*Activity:* Under this line are the records; write out word for word the part that begins at the line containing "Unfortunately, people who" and ends at the line containing "- extensions: ['.v']", and no more.

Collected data
PR #4730, opened 2019-12-01
fix errors on non-UTF-8 encodings

smola:
## Description
Some files failed with "invalid byte sequence in UTF-8 (ArgumentError)"
when BlobHelper#lines was called. Some problematic files include
UTF-16LE samples such as test/fixtures/Data/utf16le.

Errors were not present when computing stats from git repositories,
since git blobs are always read as ASCII-8BIT and that was working
correctly. However, when using FileBlob, encoding could be ASCII-8BIT,
UTF-8 or other, depending on the runtime value of Encoding.external_encoding.

Tests were not catching the error since they were forcing
Encoding.external_encoding to be ASCII-8BIT (introduced in #1211). So the
error would only be seen in wild usage (see issue #353).

This commit forces ASCII-8BIT on File.read calls. The error is still
present if using memory blobs with other encodings.

### DIFF
--- a/lib/linguist/file_blob.rb
+++ b/lib/linguist/file_blob.rb
@@ -35,7 +35,7 @@ module Linguist
     #
     # Returns a String.
     def data
-      @data ||= File.read(@fullpath)
+      @data ||= File.read(@fullpath, :encoding => "ASCII-8BIT")
     end
 
     # Public: Get byte size
--- a/test/helper.rb
+++ b/test/helper.rb
@@ -17,7 +17,7 @@ end
 
 def fixture_blob_memory(name)
   filepath = (name =~ /^\//)? name : File.join(fixtures_path, name)
-  content = File.read(filepath)
+  content = File.read(filepath, :encoding => "ASCII-8BIT")
   Linguist::Blob.new(name, content)
 end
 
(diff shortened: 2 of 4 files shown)


smola:
Note that the pull request removes tests about `BlobHelper#lines` encoding. These were introduced in #1211:

> @alindeman Awkwardly enough, we've made an implicit guarantee that the data exposed through lines is encoded in its original form (in practice, ASCII-8BIT or UTF-8) even if the file is detected as a different encoding. Certain other code seems to actually depend on this.

Strictly speaking, this guarantee is still in place: `lines` result is `ASCII-8BIT` just as the files are read. However, that wouldn't be the case if an in-memory blob is created. I lack context of the original issue about this behavior, so it's hard to tell if this change is breaking any third party code.

lildude:
A quick test suggests this does the trick for the samples mentioned in https://github.com/github/linguist/issues/353. More extensive testing would be needed on GitHub.com as I don't have the context around the comment you referenced @smola and I have no idea how this change would impact GitHub.com without testing it.

I'll try schedule some time this week to test this locally and in our staging env.

lildude:
Missed the deploy window before the Christmas freeze so will try test this sometime in the next two-to-three weeks, depending on availability etc.

lildude:
I've done some testing over the past few days and haven't spotted any problems so I'm going to approve and merge this. Thanks @smola 🙇

PR #4734, opened 2019-12-05
Add syntax highlighting for Vim help files

Alhadis:
## Description
This PR adds syntax highlighting for Vim help files, which are `.txt` files identified using a modeline:

	vim:tw=78:ts=8:noet:ft=help:norl:

I was reluctant to use `help` as an alias, because it's quite generic, and Emacs has its own `help` mode. Instead, I added a heuristic that tests for a Vim-style modeline, falling back to `Text` if one wasn't found.

It's somewhat hacky, but this approach is the safest I could think of that wouldn't screw with the classifier or cause any misidentified files.

## Checklist:
	- [x] **The extension of the new language is used in hundreds of repositories:**
		- [~838,147 results](https://github.com/search?q=extension%3Atxt+vim+ft+help&type=Code)
	- [ ] ~~I have included a real-world usage sample for all extensions added in this PR~~
	- [x] **I have included a syntax highlighting grammar:**
		- [Preview](https://github-lightshow.herokuapp.com/?utf8=%E2%9C%93&scope=from-url&grammar_format=cson&grammar_url=https%3A%2F%2Fgithub.com%2FAlhadis%2Flanguage-viml%2Fblob%2Fmaster%2Fgrammars%2Fhelp.cson&grammar_text=&code_source=from-url&code_url=https%3A%2F%2Fgithub.com%2Fvim%2Fvim%2Fblob%2Fmaster%2Fruntime%2Fdoc%2Fediting.txt&code=)
	- [x] **I have updated the heuristics to distinguish my language from others using the same extension.**


lildude:
Got some conflict that need resolving if you still want to pursue this when you're not busy @Alhadis

Alhadis:
On it. 😉  Actually forgot I still had this PR open…

samples/Vim Help File/modeline.txt
```diff
@@ -0,0 +1 @@
+ vim:tw=78:ts=8:noet:ft=help:norl:
```
pchaigno, line 1: Could you replace this with a more realistic sample files?

Alhadis: Uh, no. 😜 That'll cause random `.txt` files to be misclassified as "Vim Help"...

pchaigno: How is that?

Alhadis: Because depending on what sample I use, Linguist is going to disambiguate two `.txt` files based on whichever words they most have in common with the sample. Adding a file with a modeline in it is the least disruptive thing I could think of.

pchaigno: > Linguist is going to disambiguate two `.txt` files based on whichever words they most have in common with the sample.

Unless I'm missing something, this is only true if we're using the Bayesian classifier. Since you have a fallback to Text in your heuristic rule, we will never use the Bayesian classifier.

Alhadis: Then what's the point of having a realistic sample?

lib/linguist/heuristics.yml
```diff
@@ -498,6 +498,13 @@ disambiguations:
     pattern: '^\s*(import.+(from\s+|require\()[''"]react|\/\/\/\s*<reference\s)'
   - language: XML
     pattern: '(?i:^\s*<\?xml\s+version)'
+- extensions: ['.txt']
+  rules:
+    # The following RegExp is simply a collapsed and simplified form of the
+    # modeline-checking ptattern in `./lib/linguist/strategy/modeline.rb`.
```
lildude, line 504: Typo

```suggestion
    # modeline-checking pattern in `./lib/linguist/strategy/modeline.rb`.
```

samples/Vim Help File/modeline.txt
pchaigno: Sorry for the long delay.

Ok, I tried to think of other solutions to avoid having unrealistic files in `samples/`, but can't think of a better way :/
Could you however add a comment in the heuristic rule above the fallback to explain this (i.e., state that the `Text` fallback shouldn't be removed because we have unrealistic samples and can't rely on the Bayesian classifier)? I just want to make sure we don't end up using unrealistic samples in the future.

Alhadis: I'll, uh, just leave a permalink to that comment…

pchaigno (approved):

lildude (approved):

Alhadis:
> You can’t delete this branch because it has an open pull request

… wait, what?

Figure 2

Alhadis:
@lildude Any idea what's going on with the `vim-help` branch?  I ask only because I prune remote-tracking branches locally after a PR… and my usual OCD is itching to clean up after myself. 😢

In other words, this might be indicative of a bug.

lildude:
🤔 good question. I have no idea. Lemme see what I can find in the backend.

lildude:
No idea what was going on but I've managed to delete it manually using `git push origin --delete vim-help`

Alhadis:
Thanks! (That was driving me *bonkers*…)

Issue #4750, opened 2019-12-18
Coq / Verilog misdetection


0x00a1e9:
# Coq / Verilog misdetection

## Problem Description

Some Verilog files are misclassified as Coq files in [my repository](https://github.com/0x00a1e9/selevy).  I'm suspicious that Verilog synthesis attribute can cause this. These should be classified as Verilog, I think.

### URL of the affected repository:

https://github.com/0x00a1e9/selevy

### Last modified on:

2019-12-15

### Expected language:

Verilog

### Detected language:

Coq

pchaigno:
Any reason you removed the checkboxes from the templates? Looks like the second and third would have been useful to you...

0x00a1e9:
I just thought people didn't check items in the template wouldn't open an issue here: then I deleted.

I read the whole you mentioned.  So I know there's a way like a manual overrides feature, and linguists cannot do perfect detection. But I opened this just because I thought it's good if the problem  I mentioned is kind of one can be fixed.

lildude:
> I opened this just because I thought it's good if the problem I mentioned is kind of one can be fixed.

It certainly can, but it's going to need a PR from someone that understands Coq and Verilog as they both share the same extension and thus the heuristic at https://github.com/github/linguist/blob/643c091e8d1e8c20401d1267ca558d304ebae8ca/lib/linguist/heuristics.yml#L460-L467 ... needs to be enhanced.

If you know of a good regex that can improve the detection rate, please feel free to submit a pull request. If no one submits a PR, this issue is likely to go stale and be automatically closed.

pchaigno:
> I just thought people didn't check items in the template wouldn't open an issue here

Unfortunately, people who don't read that information open issues here all the time.

To complete @lildude's answer, you can also try to add new sample files, if you see that the current ones are not representative enough.

0x00a1e9:
I figured out that 

https://github.com/github/linguist/blob/643c091e8d1e8c20401d1267ca558d304ebae8ca/lib/linguist/heuristics.yml#L462-L463

the first pattern for Coq could also match Verilog.

PR #4751, opened 2019-12-18
Revise pattern to fix Coq/Verilog misclassification

0x00a1e9:
#4750 

Revise some patterns for avoiding Coq/Verilog misdetection.

## Description

https://github.com/github/linguist/blob/643c091e8d1e8c20401d1267ca558d304ebae8ca/lib/linguist/heuristics.yml#L462-L463

The first pattern for Coq could also match Verilog synthesis attribute; then I revised patters for Coq and Verilog.  

## Checklist:
    - Sample source(s): samples/Verilog/ram.v
    - Sample license(s): MIT

### DIFF
--- a/lib/linguist/heuristics.yml
+++ b/lib/linguist/heuristics.yml
@@ -460,9 +460,9 @@ disambiguations:
 - extensions: ['.v']
   rules:
   - language: Coq
-    pattern: '\(\*.*?\*\)|(?:^|\s)(?:Proof|Qed)\.(?:$|\s)|(?:^|\s)Require[ \t]+Import\s'
+    pattern: '(?:^|\s)(?:Proof|Qed)\.(?:$|\s)|(?:^|\s)Require[ \t]+(Import|Export)\s'
   - language: Verilog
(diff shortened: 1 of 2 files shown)


0x00a1e9:
I added [a sample Verilog file](samples/Verilog/ram.v) used to be misclassified as Coq under the MIT license.

pchaigno:
That Verilog sample files looks fairly different from those we already have (and as a result, the syntax highlighting doesn't work very well on that one). Any idea why that is? Is that a different dialect? In particular, the comments are different and they're the reason why the heuristic was failing.

0x00a1e9:
>In particular, the comments are different and they're the reason why the heuristic was failing.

*Answer to this task:*
Unfortunately, people who don't read that information open issues here all the time.

To complete @lildude's answer, you can also try to add new sample files, if you see that the current ones are not representative enough.

0x00a1e9:
I figured out that 

https://github.com/github/linguist/blob/643c091e8d1e8c20401d1267ca558d304ebae8ca/lib/linguist/heuristics.yml#L462-L463

the first pattern for Coq could also match Verilog.

PR #4751, opened 2019-12-18
Revise pattern to fix Coq/Verilog misclassification

0x00a1e9:
#4750 

Revise some patterns for avoiding Coq/Verilog misdetection.

## Description

https://github.com/github/linguist/blob/643c091e8d1e8c20401d1267ca558d304ebae8ca/lib/linguist/heuristics.yml#L462-L463

The first pattern for Coq could also match Verilog synthesis attribute; then I revised patters for Coq and Verilog.  

## Checklist:
    - Sample source(s): samples/Verilog/ram.v
    - Sample license(s): MIT

### DIFF
--- a/lib/linguist/heuristics.yml
+++ b/lib/linguist/heuristics.yml
@@ -460,9 +460,9 @@ disambiguations:
 - extensions: ['.v']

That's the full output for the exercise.